1984
by George Orwell
This is another of the great novels that I first tasted as a teenager in high school. It was then, almost two decades before the title year of this novel, that I first realized part of what made it great -- the ability of Orwell to create a nightmarish world that literally brought the pages of the book to life was evident to me even in my first youthful read. The closest experience that I can recall from about the same time in my life was my first viewing of Orson Welles' film "Citizen Kane" which had the same effect on me, even though I saw it on television. This is the classic text for the will of the individual to maintain his privacy and free will, and how easy it is at the end of it all to just try to blend in and go with the flow to avoid making things even worse by speaking out.
“Thought police, Big Brother, Disinformation, Orwellian” are all words which have entered our vocabulary from the publication of 1984. One purpose of this novel was to warn against a future where the government spies on the people, where independent thought is forbidden and where people are forbidden to love.
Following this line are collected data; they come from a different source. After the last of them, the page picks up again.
PR #770, opened 2021-02-25
🔧 Fix broken links across several doc pages

jegtnes:
Hi there! Thanks for overall a very comprehensive set of docs. I just got started on migrating our team from Enzyme to react-testing-library today, having never used it before, and was impressed with how good the docs are.

I did come across a few broken links on the way when looking at the Migrating from Enzyme page, today, though, so thought I'd try to fix what I found! I pulled the docs repo down and ran it locally and it did warn about 20 unresolvable internal links, only some of which were to the old queries page under dom-testing-library, so I tried to fix the remaining ones, too.

Keep in mind I'm not super familiar with the project yet, so some of the references to new pages may not be entirely accurate. I'm particularly not sure about the reorganisation of helper/debugging methods, so please shout if some of that could be improved, but I'm fairly certain that all the links to the new top-level queries documentation are going to be roughly accurate.

I did notice there's a redirect set up for these, but they don't always appear to work, particularly for relative links and links with an internal document anchor. So some of these links I'm updating may have technically worked before thanks to the redirect, but figured there'd be no harm in updating the source to point at the correct docs to begin with :)

### DIFF
--- a/docs/preact-testing-library/learn.mdx
+++ b/docs/preact-testing-library/learn.mdx
@@ -15,10 +15,10 @@ If you're still hungry for more at this point than checkout:
 
 - The dom-testing-library:
   - [Introduction](intro.mdx)
-  - [Queries](dom-testing-library/api-queries.mdx)
+  - [Queries](queries/about.mdx)
   - [Firing Events](dom-testing-library/api-events.mdx)
   - [Async Utilities](dom-testing-library/api-async.mdx)
-  - [Helpers](dom-testing-library/api-helpers.mdx)
+  - [Helpers](dom-testing-library/api-custom-queries.mdx)
   - [FAQ](dom-testing-library/faq.mdx)
 - The react-testing-library:
   - [API](react-testing-library/api.mdx)
--- a/docs/react-testing-library/cheatsheet.mdx
+++ b/docs/react-testing-library/cheatsheet.mdx
@@ -130,16 +130,18 @@ See [Events API](dom-testing-library/api-events.mdx)
 
 ## Other
 
-See [Helpers API](dom-testing-library/api-helpers.mdx),
-[Config API](dom-testing-library/api-configuration.mdx)
+See [Querying Within Elements](dom-testing-library/api-within),
+[Config API](dom-testing-library/api-configuration.mdx),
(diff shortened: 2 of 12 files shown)


docs/react-testing-library/cheatsheet.mdx
```diff
@@ -130,16 +130,18 @@ See [Events API](dom-testing-library/api-events.mdx)
 
 ## Other
 
-See [Helpers API](dom-testing-library/api-helpers.mdx),
-[Config API](dom-testing-library/api-configuration.mdx)
+See [Querying Within Elements](dom-testing-library/api-within),
```
m98, line 133: I guess you forgot the `.mdx` at the end of the link

m98 (commented):
Hi! Good job, and thank you for your time and contribution 👍

docs/preact-testing-library/learn.mdx
```diff
@@ -15,10 +15,10 @@ If you're still hungry for more at this point than checkout:
 
 - The dom-testing-library:
   - [Introduction](intro.mdx)
-  - [Queries](dom-testing-library/api-queries.mdx)
+  - [Queries](queries/about.mdx)
   - [Firing Events](dom-testing-library/api-events.mdx)
   - [Async Utilities](dom-testing-library/api-async.mdx)
-  - [Helpers](dom-testing-library/api-helpers.mdx)
+  - [Helpers](dom-testing-library/api-custom-queries.mdx)
   - [FAQ](dom-testing-library/faq.mdx)
```
alexkrolick, line 22: We can probably remove this list entirely instead of trying to maintain the TOC in two places - just link to one page

alexkrolick (commented):
Thanks - didn't realize so many of these were still pointing to the wrong place even with redirects

eps1lon:
In addition to updating them, we should also add redirects. Otherwise links that we don't control remain broken.

MatanBobi:
> In addition to updating them, we should also add redirects. Otherwise links that we don't control remain broken.

Not sure about this one, these were broken links, it's not that they existed before.
We've already added redirects in all places that were changed because of the structure change.

@jegtnes Any chance you can please resolve the conflicts so I'll push this one?
Thanks! :)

While Orwell initially was writing about the Communist and Socialist regimes that have since fallen, the novel’s issues and ideas are pertinent today throughout the world.
Orwell has a brilliant imaginative mind and the result is a book written in 1949 that maintains its ability to scare you with the terror of Big Brother. Winston is everyman and his fears mirror those of millions who have suffered under the tyranny of absolute despotism. But if that all there was it would be merely a good book. Only in later readings have I found this to be more of an allegory than a tale of the future, especially as I have now lived more than two decades past 1984. A novel for anyone concerned about his world today.
“But it was all right, everything was all right, the struggle was finished. He had won the victory over himself. He loved Big Brother.”